1) A device for disaggregation and homogenization on histoid and cellular levels comprising at least one high RPM motor (13) for homogenization and one low RPM motor (14) for disaggregation characterized in that; said device further comprises a photoactivation means (23) situated horizontally beneath a low RPM kit (17) and a high RPM kit (18) emitting light vertically towards said kits in a bottom-up lighting configuration for deep and efficient photoactivation; and, said device further comprises an electronic control unit (31) configured to execute protocols containing predefined sets of actions such that a mixture situated inside a kit can be simulataneously subjected to red, near-IR or IR light while being homogenized.

2) A device for disaggregation and homogenization on histoid and cellular levels as set forth in Claim 1 characterized in that said low RPM kit (17) and high RPM kit (18) are at least partially translucent or semi-transparent to facilitate photoactivation.

3) A device for disaggregation and homogenization on histoid and cellular levels as set forth in Claim 1 characterized in that said low RPM kit (17) and high RPM kit (18) are fully transparent to facilitate photoactivation.

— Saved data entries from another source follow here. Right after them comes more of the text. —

PR #245, opened 2018-06-05
Clip bottom range of white-top-hat filter to 0

ttung:
Take the minimum of image,max_filtered to ensure we don't get a negative result.  This allows us to avoid the cast to float64.

This is a better solution to the problem #241 was attempting to solve.

Depends on #242

### DIFF
--- a/starfish/pipeline/filter/white_tophat.py
+++ b/starfish/pipeline/filter/white_tophat.py
@@ -1,3 +1,5 @@
+import numpy as np
+
 from ._base import FilterAlgorithmBase
 
 
@@ -44,10 +46,12 @@ class WhiteTophat(FilterAlgorithmBase):
         from skimage.morphology import disk
 
         def white_tophat(image):
+            if image.dtype.kind != "u":
+                raise TypeError("images should be stored in an unsigned integer array")
             structuring_element = disk(self.disk_size)
             min_filtered = minimum_filter(image, footprint=structuring_element)
             max_filtered = maximum_filter(min_filtered, footprint=structuring_element)
-            filtered_image = image - max_filtered
+            filtered_image = image - np.minimum(image, max_filtered)
             return filtered_image
 
         stack.image.apply(white_tophat)


starfish/pipeline/filter/white_tophat.py
```diff
@@ -47,7 +49,7 @@ def white_tophat(image):
             structuring_element = disk(self.disk_size)
             min_filtered = minimum_filter(image, footprint=structuring_element)
             max_filtered = maximum_filter(min_filtered, footprint=structuring_element)
-            filtered_image = image - max_filtered
+            filtered_image = image - np.minimum(image, max_filtered)
```
ambrosejcarr: I would have expected this to be np.maximum(image - max_filtered, 0) or np.clip(image - max_filtered, 0)

As programmed I feel like weird things could happen if `image` is smaller than `max_filtered`, but non-zero.

ttung: I don't think this works because image - max_filtered produces wrapped-around values.  none of the values are actually below 0.  we can compare the outputs to the inputs to detect underflow, but i think that's considerably more complicated.

ambrosejcarr: Oh I see. That's.. super scary. So, basically, you're seeing something like `7 - 10 = 65533` ? 

In that case, I'm pretty confident that the result should be zero, not 7.

ttung: well, it definitely shouldn't be 65533. :)

ambrosejcarr: Hehe. Yes, true. I'm not sure what the best solution is here. I could image casting one of these to a normal int might trigger a conversion. You can probably think up a better solution, but this would work: 
```
>>> x = np.uint(5)
>>> y = np.uint(7)
>>> np.maximum(x.astype(int) - y, 0).astype(y.dtype)
0
```

ttung: What's the concern here?  The only case where I think this could go pretty horribly wrong is if max_filtered has a negative value.  We could solve that by:

1. `filtered_image = image - np.clip(np.minimum(image, max_filtered), 0, None)`
2. asserting that max_filtered has an unsigned dtype.

If desired, we can assert that image has an unsigned dtype as well.

ambrosejcarr: I'm dumb. 🤦‍♂️  Approved.

ttung: I thought a bit about how to support floating point in its various ranges (-inf, +inf), (-1, +1), (0, +1), and I've concluded there's not a generic way to support any of them.  Doing so would require that we include the range in the data structures.  It's really only beneficial if we need a lot more precision in midtones (favoring (-inf, +inf), (-1, +1)) or shadows (0, +1).

I propose that we mandate unsigned integer types until we see a pressing need for more precision in those ranges.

4) A device for disaggregation and homogenization on histoid and cellular levels as set forth in any preceding Claim characterized in that said photoactivation means (23) is configured to radiate in the range from 600 nm to 750 nm. 5) A device for disaggregation and homogenization on histoid and cellular levels as set forth in Claim 1 characterized in that said photoactivation means (23) is configured to radiate in the range from 750 nm to 1 mm.

6) A device for disaggregation and homogenization on histoid and cellular levels as set forth in any preceding Claim characterized in that said device further comprises a casing preferably made of aluminium, with air ducts facilitating cooling.

7) A method for processing samples and mixtures into serums comprising distinct steps of; mixture preparation; where mixtures are produced using samples of different histoid and cellular character(s), kit preparation; where produced mixture is rendered process- compatible by insertion into low or high RPM kits, homogenization and photoactivation; where a mixture situated inside a kit is subjected to red, near-IR or IR light while being homogenized, coming out readily deployable.

8) A method for processing samples and mixtures into serums as set forth in Claim 7, characterized in that said homogenization and photoactivation step is durationwise controllable, whereby rehomogenization due to precipitation is prevented.

9) A method for processing samples and mixtures into serums as set forth in Claim 7 and 8, characterized in that said homogenization and photoactivation step is controllable in terms of rate of revolution whereby kit deformation is prevented. 10) A method for processing samples and mixtures into serums as set forth in any preceding Claim, characterized in that the mixture obtained after said homogenization and photoactivation comprises photoactivated stem cells.